For decades, local farmers have allowed their water buffalo to roam freely as they carve channels where fish, frogs, and other species enter. These, in turn, feed the wetlands migrating birds. 


 

P.S. I chose the title The Frog’s Song for my non-fiction book published by Regal House Publishing. The subject isn’t about frogs, although Coqui frogs are in there, but because I read that symbolically, the frog calls the rain that settles the dust for our journey.

The Frog’s Song is a journey.

One day, my family of one husband, one daughter, one seven-month-old grandson, two dogs, and two cats, and this narrator took leave of their senses, put their house up for sale, and moved to a tropical island to live off the grid.

The journey is what life is about. And this was our journey. It left a sweet spot in my heart where our ten incredibly green acres once existed. 

 

To read more about The Frog’s Song, please go to my website: https://thefrogssong.com. (Read about our leaving. It isn’t in the book.)

Better yet, go the Amazon.com https://www.amazon.com/s?k=the+Frog%3Bs+Song+by+Joyce+Davis&ref=nb_sb_noss.

I was hoping it was FREE on Kindle Unlimited, it sometimes is. Keep checking. I don’t know why the price varies. It’s like the weather.

 

And now...

 

 


41

 

Why is the Sky Blue?

 

 That question was my test for a potential husband. However, there were other prerequisites.

The man I married could answer my question, but he's a physicist. A young man I dated after high school could not. No disrespect, I couldn't either. This non-knowing about Blue Skies boyfriend, a sweet kid, a farm boy, was fun to be with—we went to movies and bowling, and he fit in well with my folks.

One day, while the boy was visiting, I started my period but found that we had no Kotex. I told Mom, and she told Mike, who volunteered to go to the store for me. Mike invited my boyfriend to go along with him. I was embarrassed to have two men buy Kotex for me, but that's life, right?

This boy left for a while for a job in California. Soon after, I got a call from the florist down the street from the dental office where I worked. I walked in to pick up my gift and found it to be a carload of flowers—so many that I was embarrassed again. It was too bad for the florist and me; we should have celebrated that marvelous event.

Shortly after that, the boy came back into my life from California. This time, he was driving a brand-new Buick, cream-colored and beautiful, half a block long as cars were then. He sat me in the car, pulled out a ring, and asked me to marry him.

I was dumbfounded and squeaked out, "I don't know you well enough to marry you."

To my shock, he cried, and I didn't see him after that.

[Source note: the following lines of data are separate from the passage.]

PR #2370, opened 2019-03-21
fix delete script of rollback nvidia runtime

xudifsd:
fix bug in rollback nvidia container runtime


fanyangCS:
need a hotfix?

xudifsd:
> need a hotfix?

No, no one currently used this, this will only triggered by setting `set-nvidia-runtime=true`.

I watched Oprah interview Jean Houston, where Huston asked Oprah what she wanted. Oprah isn't afraid to put it out there; she wants to make a difference in the world and has. She is fearless in interviewing spiritual teachers, talking about souls, and interviewing prominent people in those fields.

In her effort to ask the hard questions, she doesn't let timidity thwart her forward movement. She gave up her talk show and is now serving the greater good. She isn't afraid to say she follows her inner guidance and attributes it to Jesus. 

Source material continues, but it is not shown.